Anyone on any platform can develop Android-apps. At least any platform with a
JVM, and that's quite a few. Only people who have invested in Mac-hardware can
create iPhone apps. That represents around 7% of the machines out there
(according to wikipedia :1). Mac- usage may be rising, but Mac is clearly the
underdog, and developers are not that different from most people. So the
statistics implies that most developers are not using Macs.

So if we accept these terms as _reasonable_ , and they remain reasonably
unchanged over time, there being more iOS developers than Android developers
would in fact be a very, very strange thing.

I'm not saying this data _proves_ anything, but I don't think it proves
anything the other way other as some commenters here have hinted (like the
Android SDK being of significantly lower quality than iOS SDK).

I can't possibly be the only one here thinking along these lines?

:1
[http://en.wikipedia.org/wiki/Usage_share_of_operating_system...](http://en.wikipedia.org/wiki/Usage_share_of_operating_systems)

Edit: Downvoted? Why? Genuinely curious here.

------
smackfu
If you judge by StackOverflow activity, barely any developers use DB2.

------
danmaz74
I don't think we can make an absolute comparison based on those numbers, but
the trends should be fairly significant. So it could be safe to say that the
number of iOS developers slowed its growth or even stopped, while the number
of Android devs is growing faster than before.

Just a personal note here: I just finished developing my first android app
using a cross platform solution; I could have started with ios... but I don't
have a mac!

------
tabbyjabby
Very dodgy methodology...

------
r00fus
Linkbait title, please fix.

The article title itself isn't much better (but in the context of
stackoverflow blogs, it is a bit more constrained).

------
nirvana
Apple has great developer forums at deforums.apple.com.

I suspect most iOS developers go there when they need help.

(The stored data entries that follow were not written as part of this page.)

PR #1160, opened 2023-11-13
Use libzim for reading ZIM contents

Rishabhg71:


Rishabhg71:
@Jaifroid Basic UI is done. What I wanted to know is whether there is any implementation for libzim or do I start from scratch (except for other PR) ?

Jaifroid:
For now we can only implement the functions that are currently exposed in the libzim bindings over at javascript/libzim, and for all intents and purposes, I believe those are full-text search (already implemented in our production code, so there is nothing to do to that at this stage), retrieving an article by path, and retrieving assets by path or URL. All this is enough to be able to read and browse the contents of a ZIM.

It would be a good idea to allow developers to load (from the interface), any one of the four implementations of libzim that we have, as each will be helpful in analysing and decoding issues:

1. The default would be off (use existing implementation, or disable libzim for article loading)
2. Use the production WASM (i.e., minified and production-ready version) for article loading;
3. Use the dev version of the WASM implementation (this is built with error assertions, so we get meaningful feedback from errors occurring inside the WASM);
4. Use the production ASM version for older browsers;
5. Use the dev ASM version (useful because it is pure JavaScript, so can be debugged with DEV tools).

If not, they hang
out at any of the dozens of developer forums that started back before the
AppStore was created or in the years since.

Further, iOS is a very well designed set of APIs that are very well documented
by Apple with very extensive example code.

I've asked a lot of questions about iOS, though mostly about things that are
in beta or under NDA, and I've never even considered asking on Stack Overflow.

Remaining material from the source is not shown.